Anthropic has a new feature in its Claude 3.5 Sonnet AI model that lets you control a computer by looking at the screen, moving a mouse or keyboard, and typing. The new feature, called “Computer use,” is available on the API and allows developers to direct Claude to work on a computer like a human does.
It took a while for people to get used to the idea of a computer that does things for them. The next leap into the unknown may involve trusting artificial intelligence to take over our computers, too.
“I think we’re going to enter into a new era where a model can use all of the tools that you use as a person to get tasks done,” says Jared Kaplan, chief science officer at Anthropic and an associate professor at Johns Hopkins University.
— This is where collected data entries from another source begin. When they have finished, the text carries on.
PR #724, opened 2021-09-20
Panda partial fix for GM Steering Temporarily Unavailable issue

JasonJShuler:
### Summary
Partial fix commaai/openpilot#21557
Followup to PRs #697 #432 
Partial resolution for LKAS Steering Temporarily Unavailable Issue on some newer GM vehicles.

Problems fixed:
- Engage / disengage related steering faults
- Steering faults on gas or brake
- Steering faults resulting from **Panda initiated** dropped frames (i.e. torque out of range)
- Unexpected behavior of all PSCM variants when LKAS frames are "missing". I.E. if we send no frames, how long does the PSCM continue applying torque? Do we want it to continue applying the last received torque or apply no torque? (I'm assuming no torque - please let me know otherwise")

Unresolved issues:
- Faults caused by a message arriving faster than every 20ms (Will reduce incidence by slowing the OP message pump)
- Steering fault triggered by relay fault (probably unavoidable)
- Engagement faults caused by misalignment of the OP and stock camera rolling counters while closing the relay (will attempt to resolve in OP)

### Change Description
_This issue only addresses frames that were previously being dropped by the Panda without OP involvement - as such this is the minimal set of changes that can only be made on the Panda._

This simple change should mitigate the vast majority of non-timing related faults. A combination of this change, and slowing the GM LKAS rate to every 30 or 40ms instead of every 20ms _should_ **dramatically** reduce the likelihood of a random fault to a negligible (but still present) level.

This PR changes the behavior on the Panda when a GM LKAS frame is flagged as a violation. Rather than drop the frame, it is replaced with an equivalent "Inactive, zero torque" frame.
Two lines added to safety_gm.h, one line replaced. Apologies for the verbosity - it is a simple change, but **does not add any** new non-safety functionality. _Please provide me with guidance if you believe this specific piece of the fix can be implemented anywhere else!_

- Added const array with the pre-computed, zeroed out & inactive LKAS messages (Since we are avoiding new non-safety code on the Panda I opted to use hard coded values  - let me know if you would prefer I calculate the checksum)
- Extract the rolling counter value from the LKAS frame (low impact bit shifting)
- When a violation occurs, instead of setting tx=0, we send an "empty" frame

### Problem Description
The Power Steering Control Module on the Chevy Bolt EV as well as several other post-2018 GM vehicles contain two differences from past PSCMs: 1. They strongly enforce the order of the rolling counter for LKAS messages. 2. They improperly implement the CANBUS protocol such that LKAS messages received faster than every 20ms overwrite the previous value and create the appearance of a rolling counter gap.

As mentioned in my past PR, there are two situations that cause the GM steering fault: actual dropped frames, and phantom dropped frames resulting from messages coming through too fast.

Thanks!

### DIFF
--- a/board/safety/safety_gm.h
+++ b/board/safety/safety_gm.h
@@ -22,6 +22,8 @@ const CanMsg GM_TX_MSGS[] = {{384, 0, 4}, {1033, 0, 7}, {1034, 0, 7}, {715, 0, 8
                              {161, 1, 7}, {774, 1, 8}, {776, 1, 7}, {784, 1, 2},   // obs bus
                              {789, 2, 5},  // ch bus
                              {0x104c006c, 3, 3}, {0x10400060, 3, 5}};  // gmlan
+//precalculated inactive zero values to be sent when there is a violation or inactivation of LKAS
+const uint32_t GM_LKAS_BLANK[] = {0x00000000U,0x10000fffU,0x20000ffeU,0x30000ffdU};
 
 // TODO: do checksum and counter checks. Add correct timestep, 0.1s for now.
 AddrCheckStruct gm_addr_checks[] = {
@@ -142,6 +144,7 @@ static int gm_tx_hook(CAN_FIFOMailBox_TypeDef *to_send) {
 
   // LKA STEER: safety check
   if (addr == 384) {
+    int rolling_counter = GET_BYTE(to_send, 0) >> 4;
     int desired_torque = ((GET_BYTE(to_send, 0) & 0x7U) << 8) + GET_BYTE(to_send, 1);
     uint32_t ts = microsecond_timer_get();
     bool violation = 0;
@@ -184,7 +187,7 @@ static int gm_tx_hook(CAN_FIFOMailBox_TypeDef *to_send) {
     }
 
     if (violation) {
-      tx = 0;
+      to_send->RDLR = GM_LKAS_BLANK[rolling_counter];
     }
   }
 


Verylukyguy:
I will be more than happy to test this immediately; many users need a upstreamable resolution for this issues, not to mention all of the people looking to install a Comma device and OpenPilot on their GM vehicles.

jyoung8607:
> Faults caused by a message arriving faster than every 20ms (Will reduce incidence by slowing the OP message pump)

As you say, and as some of the test users have verified, it looks like we can help a great deal by slowing the send rate, and by curing other potential sources of lag in openpilot. For the remainder, I think this particular approach will continue to be a hard sell, because it still causes Panda to originate messages when that is not its role under the current openpilot safety architecture.

However, that doesn't mean there's nothing we can do:

> Engage / disengage related steering faults
> Steering faults on gas or brake

@adeebshihadeh, I think the main problem here is Panda policing an openpilot steer message while the corresponding disengage message was still in-flight. What do you think about adding one frame of controls_allowed tolerance before steering messages are dropped, to account for in-flight disengagement events, [similar to what openpilot does today](https://github.com/commaai/openpilot/blob/c4bac6bd68ce2a91beb15bb4f4472d76525288e0/selfdrive/controls/controlsd.py#L348-L356)? That would fix these cases without taking Panda out of its lane. I think I would consider this a potentially valid change for ALL car ports, not just GM.

> Steering faults resulting from Panda initiated dropped frames (i.e. torque out of range)

There shouldn't be any cases where openpilot sends torque commands beyond Panda's tolerance. If such cases exist, the GM Panda safety and GM openpilot car port are out of sync and should be fixed.

> Unexpected behavior of all PSCM variants when LKAS frames are "missing". I.E. if we send no frames, how long does the PSCM continue applying torque? Do we want it to continue applying the last received torque or apply no torque? (I'm assuming no torque - please let me know otherwise")
> Steering fault triggered by relay fault (probably unavoidable)

There exist cases where the EPS *should* probably raise a fault, and these are two examples.

adeebshihadeh:
Again, we cannot merge this. The panda's job is to enforce the safety model, and **never** needs to generate or modify messages to do so. I'm not sure how many other ways we can say it, but the issue you're trying to solve should be fixed in openpilot, unless there's some fundamental panda bug.

> This PR changes the behavior on the Panda when a GM LKAS frame is flagged as a violation. Rather than drop the frame, it is replaced with an equivalent "Inactive, zero torque" frame.
> Two lines added to safety_gm.h, one line replaced. Apologies for the verbosity - it is a simple change, but **does not add any** new non-safety functionality. _Please provide me with guidance if you believe this specific piece of the fix can be implemented anywhere else!_

As @jyoung8607 said, this is working as designed.

> @adeebshihadeh, I think the main complaint here is Panda policing an openpilot steer message while the corresponding engage or disengage message was still in-flight. What do you think about adding one frame of controls_allowed tolerance before steering messages are dropped, to account for in-flight disengagement events, [similar to what openpilot does today](https://github.com/commaai/openpilot/blob/c4bac6bd68ce2a91beb15bb4f4472d76525288e0/selfdrive/controls/controlsd.py#L348-L356)? That would fix these cases without taking Panda out of its lane. I think I would consider this a potentially valid change for ALL car ports, not just GM.

Yes, we can explore something along these lines.

JasonJShuler:
Hey, thanks so much for the reply! Some responses:

> As you say, and as some of the test users have verified, it looks like we can help a great deal by slowing the send rate, and by curing other potential sources of lag in openpilot. For the remainder, I think this particular approach will continue to be a hard sell, because it still causes Panda to originate messages when that is not its role under the current openpilot safety architecture.

1. This PR isn't addressing the timing issue, only the Panda dropping frames when it should not be.
2. I don't see this PR causing the Panda to originate a message... it is neutralizing it the correct way. The panda only sends a message when received by OP. Instead of blocking the frames outright when there is a violation, we are instead making the value zero/inactive. This value is normally permitted by the Panda at all times, even when controls aren't allowed and/or there is a violation. Also, keep in mind that OP never blocks an LKAS frame - if there is a problem OP sends a blank frame - dropping frames shouldn't be happening really at all if the car doesn't ever drop frames. This is only making the Panda do it the same way...
2. Note that AFAIK the rate slowing has only worked when combined with customized Panda firmware. I am somewhat out of the loop though.


> @adeebshihadeh, I think the main complaint here is Panda policing an openpilot steer message while the corresponding disengage message was still in-flight. What do you think about adding one frame of controls_allowed tolerance before steering messages are dropped, to account for in-flight disengagement events, [similar to what openpilot does today](https://github.com/commaai/openpilot/blob/c4bac6bd68ce2a91beb15bb4f4472d76525288e0/selfdrive/controls/controlsd.py#L348-L356)? That would fix these cases without taking Panda out of its lane. I think I would consider this a potentially valid change for ALL car ports, not just GM.

1. This may take care of most disengage faults, but that delay should be at least 2 frames. Who knows how far OP is behind the Panda? Isn't it variable? Perhaps something based on wall clock time rather than frame count? (This is still a vulnerable workaround)
2. Indeed - at least for disengage - the operations are such: Driver taps brake, Panda flips controls_allowed flag near-instantly and drops any non-zero torque values, OP sends an undetermined number of frames before reacting to the disengage and begins sending zero-valued LKAS messages, The Panda - seeing zeroed values allows the messages through again, 75% of the time, the resumed message has the wrong rolling counter and faults permanently.


> There shouldn't be any cases where openpilot sends torque commands beyond Panda's tolerance. If such cases exist, the GM Panda safety and GM openpilot car port are out of sync and should be fixed.

1. There shouldn't, but there are, and with some frequency. (Or at least used to)  One of the rate limits is based on the elapsed time since the last message **calculated independently by unsynchronized timers**. We already know the 10ms message loop on OP isn't always exactly 10ms. This alone is enough to make the mechanism unreliable. This isn't really a bug - unless we start sending timestamps along with messages from OP, using different clocks on different devices with different architectures at different times to measure a duration is guaranteed not to yield consistent results. Guaranteed - like it can be proven.
2. Suppose we fudge the timings to be less restrictive or to compensate for an allowable timer drift. Fixing the issue in this way is akin to throwing in a "sleep 100" to prevent deadlocks. It may work but not reliably - again we are putting unchecked hard-coded "padding" around a timing issue rather than fixing or preventing it.

> > Unexpected behavior of all PSCM variants when LKAS frames are "missing". I.E. if we send no frames, how long does the PSCM continue applying torque? Do we want it to continue applying the last received torque or apply no torque? (I'm assuming no torque - please let me know otherwise")
> > Steering fault triggered by relay fault (probably unavoidable)
> 
> There exist cases where the EPS _should_ probably raise a fault, and these are two examples.

1. The relay failure is pretty much a guaranteed trip to have your DTCs cleared LOL, no disagreement there.
2. Why are we willing to leave this to chance? Presently the PSCM doesn't appear to fault even after LONG delays. Maybe it will in the future. Maybe in the future this abomination of a PSCM goes away.

JasonJShuler:
Yes, this is a Panda bug. The Panda should not be dropping LKAS frames in GM vehicles.

Period.

adeebshihadeh:
I'm locking this thread. Development discussion is always welcome, but re-hashing the same things isn't productive. Feel free to continue development discussion in the openpilot issue thread.

PR #725, opened 2021-09-24
python: disable power save by default when setting safety mode

gregjhogan:


python/__init__.py
```diff
@@ -453,10 +453,12 @@ def esp_reset(self, bootmode=0):
     self._handle.controlWrite(Panda.REQUEST_OUT, 0xda, int(bootmode), 0, b'')
     time.sleep(0.2)
 
-  def set_safety_mode(self, mode=SAFETY_SILENT, disable_heartbeat=True):
+  def set_safety_mode(self, mode=SAFETY_SILENT, disable_heartbeat=True, disable_powersave=True):
     self._handle.controlWrite(Panda.REQUEST_OUT, 0xdc, mode, 0, b'')
     if disable_heartbeat:
       self.set_heartbeat_disabled()
+    if disable_powersave:
```
adeebshihadeh, line 460: I think this can use the same flag as the heartbeat disable

python/__init__.py
```diff
@@ -453,10 +453,12 @@ def esp_reset(self, bootmode=0):
...
+      self.set_power_save(0)
```
adeebshihadeh, line 461:
```suggestion
  def set_safety_mode(self, mode=SAFETY_SILENT, disable_checks=True):
    self._handle.controlWrite(Panda.REQUEST_OUT, 0xdc, mode, 0, b'')
    if disable_checks:
      self.set_heartbeat_disabled()
      self.set_power_save(0)
```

Kaplan showed WIRED a prerecorded demo in which an “agentic”—or tool-using—version of Claude had been asked to help plan an outing to see the sunrise at the Golden Gate Bridge with a friend. Claude used the Chrome web browser and a calendar app to find out about the ideal viewing spot and optimal time to be there, then created an event and shared it with a friend. Further instructions, such as what route to take to get there in the least amount of time, were not included.
Claude was asked to build a website to promote himself during the second demo. In a surreal moment, the model inputted a text prompt into its own web interface to generate the necessary code. It then used Visual Studio Code, a popular code editor developed by Microsoft, to write a simple website, and opened a text terminal to spin up a simple web server to test the site. The website offered a decent, 1990s-themed landing page for the AI model. When the user asked it to fix a problem on the website, the model returned to the editor and deleted the offending code.
Mike Krieger, chief product officer at Anthropic, says the company hopes that so-called AI agents will automate routine office tasks and free people up to be more productive in other areas. “What would you do if you got rid of a bunch of hours of copy and pasting or whatever you end up doing?” He said so. I’d try to play more guitar.
Anthropic is making the agentic abilities available through its application programming interface (API) for its most powerful multimodal large language model, Claude 3.5 Sonnet, from today. Claude 3.5 Haiku was announced as the new and improved version of the smaller model.